Spence's all-too-human
Mao is more believable and interesting than the cardboard
figures found in hagiographic studies or in forays into
demonology, such as Dr. Li Zhisui's hyperbolic though
illuminating memoir, The Private Life of Chairman Mao.
In addition to the choice
of making Mao a god or a monster, the writer must wrestle
with placing the Chairman in context. Spence only has
space to tell readers a few things about China and its
past, yet must somehow provide enough information to
help the uninitiated make sense of Mao's experiences.
I was pleased to see Spence stress (especially in Chapter
5: "Workers and Peasants") the effect that working with
the Nationalists during the mid-1920s had on Mao that
helped hone his organizational skills and grasp what
the "manipulation of belief through well-conceptualized
propaganda" - as Spence puts it (page 98) - could accomplish.
I was disappointed though, in the discussion of Mao's
personality cult (Chapter 7: "Crafting the Image"),
to find no specific reference to the KMT's related efforts
starting in the 1920s to sanctify Sun Yat-sen and his
writings.
Minor complaints aside,
however, Spence does an admirable job of telling readers
what they need to know. His brief, dramatic account
of China's 1911 Revolution, for example, is a marvel
of concise narrative.
A third minefield that
Spence traverses concerns documents. Some periods of
Mao's life are thoroughly recorded - for the early 1920s,
we have hundreds of pages of letters, essays, poems
and other written documents to work with. Here, sifting
is the biographer's challenge, deciding which fragments
best reveal the subject's inner world. With other periods,
especially Mao's final decades, very few texts by the
man himself exist and those that do are often impersonal.
In addition, the relevant memoirs by others, such as
Dr. Li's, are problematic to say the least: most were
written long after Mao's death by authors attempting
to defend their own actions or settle old scores.
Spence succeeds marvelously
in the first chapters in making snatches of poetry and
other writings by Mao evoke moods and proclivities.

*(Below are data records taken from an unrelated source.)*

PR #2557, opened 2022-08-25
fix: don't unmount/remount private routes on route change

gomesalexandre:
## Description

This both improves performance and fixes a bug related to the whole layout tree unmounting and remounting on route change.

The `key` prop is used by react, and by extension by react-router as a react library, to uniquely identify components.
By giving a different `key` prop to `appRoute` outer component on each `appRoutes` iteration, we're effectively telling react "this is a whole new component` which is not true, we are effectively mapping over what is the exact same component, only rendering a different `{children}` prop which will cause the whole `<Layout />` JSX tree to rerender.

This currently causes some re-renders producing unwanted behaviors, such as, but most likely not related to the `<WalletButton />` flicker spotted by @reallybeard on route change.

Fixed by **not** providing a key to the mapped components.

## Notice

## Pull Request Type

## Issue (if applicable)

N/A

## Risk

Monitor performance, in theory it should be improved.

## Testing

- Switching routes should still work
- The wallet label flicker on route change should be fixed

### DIFF
--- a/src/Routes/Routes.tsx
+++ b/src/Routes/Routes.tsx
@@ -70,10 +70,10 @@ export const Routes = () => {
           ) : null
         }}
       </Route>
-      {appRoutes.map((route, index) => {
+      {appRoutes.map(route => {
         const MainComponent = route.main
         return (
-          <PrivateRoute key={index} path={route.path} exact hasWallet={hasWallet}>
+          <PrivateRoute path={route.path} exact hasWallet={hasWallet}>
             <Layout>{MainComponent && <MainComponent />}</Layout>
           </PrivateRoute>
         )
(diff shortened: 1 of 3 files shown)


reallybeard:
Should we also do this in:

`/src/components/Layout/Header/NavBar/WalletConnectedMenu.tsx`
`src/context/WalletProvider/WalletViewsSwitch.tsx`

gomesalexandre:
> Should we also do this in:
> 
> `/src/components/Layout/Header/NavBar/WalletConnectedMenu.tsx` `src/context/WalletProvider/WalletViewsSwitch.tsx`

Nice catch - we don't technically need to remove keys there as they are on the `<Route />` element itself but removed them in 037b6d8c344b03550d75321f575792b6ae16af8a not to set a precedent

0xdef1cafe (approved):

PR #2570, opened 2022-08-26
fix: thorchain & osmo loading state fixes

elmutt:
## Description

- isSubmitting was `true` for long periods of time if the user submitted a thor or osmo tx and then goes back to try a new transaction. this prevents the user from creating a new transaction because the button is `loading`. 

- To fix this we define our own isSubmittingLocal for this onSubmit

## Notice

## Pull Request Type

## Risk

Low risk. Fixes a bug

## Testing

1) enable thorchain feature flag
2) Do a thorchain trade -- BCH -> ATOM is a cheap one for example
3) When the trade is pending click back on the trade widget and see that it is possible to re-enter new trade information without having to wait for the previous trade to complete

### Engineering

see testing section & screenshots

### Operations

see testing section & screenshots

Previous behavior -- incorrectly spins until the previous trade completes and blocking user from making a new trade:
Screen Shot 2022-08-26 at 12 16 26 PM

### DIFF
--- a/src/components/Trade/TradeConfirm/TradeConfirm.tsx
+++ b/src/components/Trade/TradeConfirm/TradeConfirm.tsx
@@ -39,7 +39,9 @@ type TradeConfirmParams = {
 }
 
 export const TradeConfirm = ({ history }: RouterProps) => {
-  const [txid, setTxid] = useState('')
+  const [sellTxid, setSellTxid] = useState('')
+  const [buyTxid, setBuyTxid] = useState('')
+
   const {
     getValues,
     handleSubmit,
@@ -63,11 +65,13 @@ export const TradeConfirm = ({ history }: RouterProps) => {
     selectFirstAccountSpecifierByChainId(state, buyAssetChainId),
   )
 
-  const parsedTxId = useMemo(
-    () => serializeTxIndex(buyAssetAccountSpecifier, txid, trade.receiveAddress),
-    [buyAssetAccountSpecifier, trade.receiveAddress, txid],
+  const parsedBuyTxId = useMemo(
+    () => serializeTxIndex(buyAssetAccountSpecifier, buyTxid, trade.receiveAddress),
+    [buyAssetAccountSpecifier, trade.receiveAddress, buyTxid],
   )
-  const status = useAppSelector(state => selectTxStatusById(state, parsedTxId))
+
+  const status =
+    useAppSelector(state => selectTxStatusById(state, parsedBuyTxId)) ?? TxStatus.Pending
 
   const { showErrorToast } = useErrorHandler()
 
@@ -84,6 +88,7 @@ export const TradeConfirm = ({ history }: RouterProps) => {
       }
 
       const result = await executeQuote()
+      setSellTxid(result.tradeId)
 
       // Poll until we have a "buy" txid
       // This means the trade is just about finished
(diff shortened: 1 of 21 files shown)


src/components/Trade/TradeInput.tsx
```diff
@@ -491,7 +491,7 @@ export const TradeInput = ({ history }: RouterProps) => {
                   ? 'red'
                   : 'blue'
               }
-              isLoading={isSubmitting || isSendMaxLoading}
```
gomesalexandre, line 494: I had initial concerns about this but it makes sense... kind of. `isSubmitting` is triggered on async form submit operations, and there's no way to programmatically set it back to false.

So while it does make sense not to react on this field for loading states, the implication of this is that there's now a user-noticeable delay between clicking "Preview" and being routed to the next route, which is not *not* instant.

src/components/Trade/TradeConfirm/TradeConfirm.tsx
```diff
@@ -146,13 +146,13 @@ export const TradeConfirm = ({ history }: RouterProps) => {
...
       case 'Osmosis':
-        return `${osmosisAsset?.explorerTxLink}${buyTxid}`
+        return `${osmosisAsset?.explorerTxLink}${sellTxid}`
       case 'CowSwap':
         return `https://explorer.cow.fi/orders/${sellTxid}`
       default:
         return `${trade.sellAsset?.explorerTxLink}${sellTxid}`
     }
-  }, [trade, sellTxid, osmosisAsset, buyTxid])
+  }, [trade, sellTxid, osmosisAsset])
```
gomesalexandre, line 155: Revert and make it a separate PR?

gomesalexandre (changes requested):
See comment, while this does fix the issue, we should revamp the loading state to accommodate for it, so that loading state still works as before between trade input and preview routes.

Additionally, I wasn't able to test OSMO<->ATOM swaps (both directions) because of Figment API 501s so I can't test the Tx explorer link fixes, but let's make it its separate PR to keep things atomic and ensure we can test these two changes separately.

src/components/Trade/TradeConfirm/TradeConfirm.tsx
elmutt: Why? That just slows things down

src/components/Trade/TradeInput.tsx
elmutt: I havent seen a delay

src/components/Trade/TradeConfirm/TradeConfirm.tsx
toshiSat: Are you really asking to split up a PR that is adding and removing 4 lines of code 😂

elmutt: https://github.com/shapeshift/web/pull/2576

src/components/Trade/TradeInput.tsx
elmutt: Added state to track this onSubmit button only

src/components/Trade/TradeInput.tsx
```diff
@@ -228,6 +230,7 @@ export const TradeInput = ({ history }: RouterProps) => {
     } catch (e) {
       showErrorToast(e)
     }
+    setIsUpdatingTrade(false)
   }
```
gomesalexandre, line 234:
```suggestion
    } finally {
      setIsUpdatingTrade(false)
    }
  }
```

gomesalexandre (approved):
Conceptually agree with this one and does what it says on the box for the purpose of fixing this.

Note that this surfaces two new issues:

- Submitting the exact same trade will result in `Error [Kind: Error] {"message":"failed to broadcast transaction: codespace: sdk, code: 19, description: tx already in mempool"}`
- Submitting a different trade will result in `Error [Kind: Error] {"message":"failed to broadcast transaction: codespace: sdk, code: 32, description: incorrect account sequence"}` - that's an error we've already seen with Cosmos staking, happening when trying to re-broadcast a un/de/relegate / claim Tx without first reloading the page

Are these issues we're aware of, or should we add them to the swapper dashboard?

elmutt:
> Conceptually agree with this one and does what it says on the box for the purpose of fixing this.
> 
> Note that this surfaces two new issues:
> 
> * Submitting the exact same trade will result in `Error [Kind: Error] {"message":"failed to broadcast transaction: codespace: sdk, code: 19, description: tx already in mempool"}`
> * Submitting a different trade will result in `Error [Kind: Error] {"message":"failed to broadcast transaction: codespace: sdk, code: 32, description: incorrect account sequence"}` - that's an error we've already seen with Cosmos staking, happening when trying to re-broadcast a un/de/relegate / claim Tx without first reloading the page
> 
> Are these issues we're aware of, or should we add them to the swapper dashboard?

These should happen a lot less now with the latest swapper package. Can you consistently reproduce?

PR #2583, opened 2022-08-28
feat: onramper support

lmyslinski:
## Description

The support for OnRamper, as described in https://shapeshift.notion.site/Onramper-472934eaa76345ac8d56f694c5ed7846

Needs https://github.com/shapeshift/lib/pull/1004

## Notice

## Pull Request Type

## Issue (if applicable)

closes #

### Engineering

- needs changes in lib from https://github.com/shapeshift/lib/pull/1004/files
- once you start it locally, everything should work


.env.base
```diff
@@ -72,3 +72,7 @@ REACT_APP_MTPELERIN_BUY_URL=https://buy.mtpelerin.com/
 REACT_APP_MTPELERIN_SELL_URL=https://sell.mtpelerin.com/
 # TODO(0xdef1cafe) - update this when we have a real referral code
 REACT_APP_MTPELERIN_REFERRAL_CODE=shapeshift
+
```
0xdef1cafe, line 75: can we please add a feature flag to this file too? :)

src/components/Modals/FiatRamps/fiatRampProviders/banxa.ts
```diff
@@ -10,6 +10,7 @@ export const getBanxaAssets = () => {
     // name will be set in useFiatRampCurrencyList hook
     name: '',
   }))
+  console.log(assets)
```
0xdef1cafe, line 13: i know this is draft, we'll need to use a `moduleLogger` now as we just banned `console.*` methods in this repo

src/components/Modals/FiatRamps/fiatRampProviders/junopay.ts
```diff
@@ -61,7 +61,6 @@ export async function getJunoPayAssets(): Promise<FiatRampAsset[]> {
     acc.push(mapped)
     return acc
   }, [])
-
```
0xdef1cafe, line 64: revert plz

src/components/Modals/FiatRamps/fiatRampProviders/onramper.ts
```diff
@@ -0,0 +1,120 @@
...
+        symbol: curr.code,
+        imageUrl: response.icons[curr.code].icon,
+      })
+    }
+    return acc
+  }, initialCoinsUnique)
+  return totalCoinList
+}
+
+function toFiatRampAsset(currency: Currency, icons: IGL) {
```
0xdef1cafe, line 113: can we please add an explicit return type to this function and avoid the cast on L119?

src/components/Modals/FiatRamps/fiatRampProviders/onramper.ts
```diff
@@ -0,0 +1,120 @@
+import axios from 'axios'
+import { getConfig } from 'config'
+import * as _ from 'lodash'
```
0xdef1cafe, line 3: can we please use namespaced lodash imports, e.g. `import groupBy from 'lodash/groupBy'` so it tree shakes better

0xdef1cafe (commented):
nice initial pass, looking forward to the lib PR

src/components/Modals/FiatRamps/fiatRampProviders/banxa.ts
lmyslinski: Sure, this is for debugging only

.env.base
lmyslinski: I've replaced the existing MtPelerin FF since I've seen it's been released - unless there's a reason to keep it?

src/components/Modals/FiatRamps/fiatRampProviders/onramper.ts
```diff
@@ -0,0 +1,89 @@
...
+  const fiatRampAssets = convertOnRamperDataToFiatRampAsset(data)
+  return fiatRampAssets
+}
+
+function convertOnRamperDataToFiatRampAsset(response: OnRamperGatewaysResponse): FiatRampAsset[] {
+  // We only need Transak coin definitions, they have the cleanest naming scheme out of all available providers
+  const groupedByGateway = _.groupBy(response.gateways, 'identifier')
+  const initialCoins = _.head(groupedByGateway['Transak'])
+    ?.cryptoCurrencies.map(currency => toFiatRampAsset(currency, response.icons))
+    .filter(p => p !== undefined) as FiatRampAsset[]
```
lmyslinski, line 72: Typescript's type system still has to come a long way, I couldn't find a way to filter out a list of optionals without type casting

src/components/Modals/FiatRamps/views/RampsList.tsx
```diff
@@ -25,17 +25,15 @@ type RampsListProps = {
...
   const ramps = useMemo(() => {
     type Entry = [keyof typeof supportedFiatRamps, SupportedFiatRampConfig]
     const initial: ReactElement[] = []
     const result = (Object.entries(supportedFiatRamps) as Entry[]).reduce(
       (acc, supportedFiatRamp) => {
         const [fiatRamp, fiatRampConfig] = supportedFiatRamp
-        // TODO: remove before merging to develop
-        if (fiatRamp === 'MtPelerin' && !mtPelerinFiatRampFlag) return acc
-        if (fiatRampConfig.isImplemented) {
+        if (fiatRampConfig.isImplemented && fiatRampConfig.isActive) {
```
lmyslinski, line 36: Just a proposal so that we don't have to add per-provider FF handling and can keep the code generic. Using the hook isn't an option inside a static config, but I guess it's not too bad if we just load the env var directly and keep the code down here cleaner

src/components/Modals/FiatRamps/config.ts
```diff
@@ -68,12 +72,14 @@ export const supportedFiatRamps: SupportedFiatRamp = {
       }
     },
     isImplemented: true,
+    isActive: true,
```
lmyslinski, line 75: I suppose we could also reuse the `isImplemented` value here

gomesalexandre: @lmyslinski `isImplemented` is effectively used *alongside* (not instead of) feature flagging to define whether or not a fiat ramp is currently available for use (`true`), or if it's "Coming Soon" (`false`).

If we simply want to hide a fiat ramp during development, we can feature flag it, but the way we usually go with is both feature flagging it and having `isImplemented: false` initially, then when the implementation is fully ready, set it to `isImplemented: true` so it can be tested with the flag on, and eventually toggle off/remove the flag.

IMO this added option makes sense, the way we've managed feature detection previously was quite hacky

src/components/Modals/FiatRamps/fiatRampProviders/onramper.ts
```diff
@@ -0,0 +1,89 @@
...
+interface IconGatewaysResponse {
+  name: string
+  icon: string
+  symbol?: string
+}
+
+interface IGatewayItem {
+  identifier: string
+  cryptoCurrencies: Currency[]
+}
```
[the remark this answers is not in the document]
lmyslinski: 👍 Got it, this was copied over but will adjust

src/components/Modals/FiatRamps/fiatRampProviders/onramper.ts
```diff
@@ -0,0 +1,139 @@
...
+
+export const createOnRamperUrl = (
+  action: FiatRampAction,
+  assetId: AssetId,
+  address: string
+): string => {
+  const onRamperSymbol = adapters.assetIdToOnRamperTicker(assetId);
+  // get the supported assets for this chain based on assetId
+  // and filter available tokens for this trade
```
lmyslinski, line 107: So by default, onramper let's you trade any pair with the address you've provided. Thankfully we can at least prevent address updates by disabling them, but the user can pick an incompatible coin for a given address and thus loose his cash. Two options here:
- provide a list of "allowed" traders for a given address with each redirect
- always limit the user to the one coin he's selected in our UI

I've already started implementing nr1, but nr2 is much simpler and gets the job done, so I guess we should go with that

src/components/Modals/FiatRamps/views/RampsList.tsx
gomesalexandre: While I conceptually agree with this addition from a high-level, realized there is one catch here: this will only work with feature flags loaded from env, not with setting it in the flags UI, which overrides env flags with the ones we have in the store.

If we want to have an `isActive` property, we should probably make it a function:
- either a `(flagToCheck: FeatureFlags): boolean` method that would effectively just evaluate the flag you pass to it
- alternatively, a pure function that would call the `selectFeatureFlags` selector with `store.getState()`, which allows us to access the redux store outside of react, as long as we're in the context of the redux provider (which almost all the app is except for a few entrypoints)

src/components/Modals/FiatRamps/fiatRampProviders/onramper.ts
```diff
@@ -0,0 +1,120 @@
...
+  symbol?: string
+}
+
+type GatewayItem = {
+  identifier: string
+  cryptoCurrencies: Currency[]
+}
+
+export const getOnRamperAssets = async (): Promise<FiatRampAsset[]> => {
+  const data = await (async () => {
```
gomesalexandre, line 42: Nitpick: I'm not sure there are any benefits in this being an IIAFE vs. living in the body of `getOnRamperAssets`, if all we're trying to achieve is not to have conflicts with the `data` property from `axios.get()`, a renaming of the destructured property will do the trick.

Nothing wrong in leaving it here though, except from a few additional parens

src/components/Modals/FiatRamps/fiatRampProviders/onramper.ts
```diff
@@ -0,0 +1,120 @@
...
+    })
+    .filter(p => p !== undefined) as FiatRampAsset[]
+
+  const uniqueCoins = uniqBy(allCoins, 'assetId')
+  return uniqueCoins
+}
+
+function toFiatRampAsset(currency: Currency, icons: TokenIconMap): FiatRampAsset | undefined {
+  const assetId = adapters.onRamperTickerToAssetId(currency.code)
+  if (assetId !== undefined) {
```
gomesalexandre, line 83: Can we use a falsy check here instead of explicitly checking for `undefined`?

```suggestion
  if (assetId) {
```

src/components/Modals/FiatRamps/fiatRampProviders/onramper.ts
```diff
@@ -0,0 +1,120 @@
...
+    return {
+      name: currency.displayName || '',
```
gomesalexandre, line 85: Nitpick: We usually use the `??` operator instead of short-circuiting nullish values

gomesalexandre (commented):
First pass, conceptually spot-on! Added a few non-blocking comments.

Will test this functionally after the lib PR is opened.

src/components/Modals/FiatRamps/fiatRampProviders/onramper.ts
lmyslinski: This was copy-pasted from other implementations, but I totally agree - I don't like nested functions, the nesting makes it more difficult to see the context and look at functions in isolation, as they should be. Add JS's variable scope issues and it can get ugly pretty fast. I'll extract this

src/components/Modals/FiatRamps/fiatRampProviders/onramper.ts
```diff
@@ -0,0 +1,120 @@
+import { adapters, AssetId } from '@shapeshiftoss/caip'
+import axios from 'axios'
+import { getConfig } from 'config'
+import { uniqBy } from 'lodash'
```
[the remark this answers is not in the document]
gomesalexandre: I meant using

```suggestion
import uniqBy from 'lodash/uniqBy'
```

Just a little syntactical change that will avoid importing the whole lodash package when consuming a single util https://lodash.com/per-method-packages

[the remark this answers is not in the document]
lmyslinski: ah, all clear now thanks

src/components/Modals/FiatRamps/views/RampsList.tsx
lmyslinski: I went with the first option, gets the job done

.env.base
gomesalexandre: Would prefer for this to be its own line diff and not remove the existing flag @lmyslinski - for blame purposes

gomesalexandre (commented):
LGTM conceptually, tested with the matching lib PR linked. CI is also passing locally.

One thing I've noticed is that when selling, Onramper always defaults to Bitcoin, no matter the selected asset. It looks like the `onlyCryptos` params is also somehow dismissed, as it's possible to select any of the Onramper supported assets in the destination link.

From a logic perspective and looking at Onramper docs, it looks sound and the right queryparameters are used to generate the URL which seems to indicate - @lmyslinski is that something you've noticed when integrating this?

lmyslinski:
> LGTM conceptually, tested with the matching lib PR linked. CI is also passing locally.
> 
> One thing I've noticed is that when selling, Onramper always defaults to Bitcoin, no matter the selected asset. It looks like the `onlyCryptos` params is also somehow dismissed, as it's possible to select any of the Onramper supported assets in the destination link.
> 
> From a logic perspective and looking at Onramper docs, it looks sound and the right queryparameters are used to generate the URL which seems to indicate something is wrong on the Onramper side which we cannot tackle - @lmyslinski is that something you've noticed when integrating this?

Yes, I've already touched on this with product, waiting for info on how do we solve this. I think this is the last thing to nail down with this feature

src/components/Modals/FiatRamps/fiatRampProviders/onramper.ts
```diff
@@ -0,0 +1,124 @@
...
+  icon: string
+  symbol?: string
+}
+
+type GatewayItem = {
+  identifier: string
+  cryptoCurrencies: Currency[]
+}
+
+const getGatewayResponse = async () => {
```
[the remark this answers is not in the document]
gomesalexandre: Consumptions should also be updated.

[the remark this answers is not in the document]
lmyslinski: updated

.env.base
0xdef1cafe: @lmyslinski plz add this as a separate flag - we'll remove all the old flags in separate PRs

src/components/Modals/FiatRamps/views/RampsList.tsx
```diff
@@ -26,17 +27,15 @@ type RampsListProps = {
...
   const tagColor = useColorModeValue('gray.600', 'gray.400')
+  const featureFlags = useAppSelector(selectFeatureFlags)
   const ramps = useMemo(() => {
     type Entry = [keyof typeof supportedFiatRamps, SupportedFiatRampConfig]
     const initial: ReactElement[] = []
     const result = (Object.entries(supportedFiatRamps) as Entry[]).reduce(
       (acc, supportedFiatRamp) => {
         const [fiatRamp, fiatRampConfig] = supportedFiatRamp
-        // TODO: remove before merging to develop
-        if (fiatRamp === 'MtPelerin' && !mtPelerinFiatRampFlag) return acc
```
0xdef1cafe, line 38: i like your new generic implementation, can you please ensure mt pelerin is compatible with this?

src/config.ts
```diff
@@ -66,7 +66,7 @@ const validators = {
   REACT_APP_FEATURE_YAT: bool({ default: false }),
   REACT_APP_FEATURE_AXELAR: bool({ default: false }),
   REACT_APP_FEATURE_RAINBOW_CHARTS: bool({ default: false }),
-  REACT_APP_FEATURE_MTPELERIN_FIAT_RAMP: bool({ default: false }),
+  REACT_APP_FEATURE_ONRAMPER_FIAT_RAMP: bool({ default: false }),
```
0xdef1cafe, line 69: plz restore old key in addition to new one

0xdef1cafe (changes requested):
simple changes

src/components/Modals/FiatRamps/views/RampsList.tsx
lmyslinski: done

src/config.ts
lmyslinski: done

src/components/Modals/FiatRamps/fiatRampProviders/onramper.ts
```diff
@@ -0,0 +1,126 @@
...
+  return convertOnRamperDataToFiatRampAsset(data)
+}
+
+const convertOnRamperDataToFiatRampAsset = (
+  response: OnRamperGatewaysResponse,
+): FiatRampAsset[] => {
+  const allCoins = response.gateways
+    .flatMap(gateway => gateway.cryptoCurrencies)
+    .map(currency => toFiatRampAsset(currency, response.icons))
+    .filter(assetOpt => assetOpt !== undefined) as FiatRampAsset[]
```
0xdef1cafe, line 72: nitpick - we can use a type guard here to avoid a cast

0xdef1cafe (approved):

A 1923 romantic poem, translated on page 66, is a case
in point. Containing lines such as "I myself would like
to be a rootless wanderer" and "The mountains are about
to tumble down," it conveys nicely Mao's emotional restiveness
and the fondness for apocalyptic imagery also found
in his political writings. In later chapters, meanwhile,
Spence is properly judicious in using information provided
by, but remaining appropriately skeptical of, some claims
made in works such as Dr. Li's memoir. Also, to his
credit, Spence makes it clear throughout how much he
owes to the sifting, culling, and translation work of
other foreign scholars of Mao and Maoism, such as Michael
Schoenhals, and above all, Stuart Schram.
There is one final minefield:
the varied roles Mao played. There are many Maos to
deal with, and acknowledging this multiplicity while
also creating a unified life story is a complicated
balancing act. Acknowledging this, some biographical
works on Mao have not even tried to achieve a unified
picture of the subject. The most important of these
remains Mao Tse-tung in the Scales of History, a 1977
Cambridge University Press publication edited by Dick
Wilson. It contains 10 chapters, each by a different
specialist or pair of specialists, each addressing a
different Mao role. Thus it gives us successive looks
at Mao as Philosopher, Marxist, Political Leader, Soldier,
Teacher, Economist, Patriot, Statesman, Chinese, and
Innovator. Some later books, such as Geremie BarmŽ's
fascinating 1996 study, Shades of Mao: Posthumous Cult
of the Great Leader, have focused on still another role:
The Icon.
Spence's goal is to
give us brief looks at many different Maos, while also
reminding us that we are dealing with one man's life.
His focus on humanizing Mao has a cost: it leads him
to focus almost exclusively on the man's direct impact
within China during his lifetime and to end his tale
in 1976. This means that both the posthumous Icon and
the Inspirer of Foreign Radicals are ignored. These
omissions are regrettable - especially the former one,
since it makes it too easy to forget how strong and
complex an influence Mao had on the supposedly "post-Mao"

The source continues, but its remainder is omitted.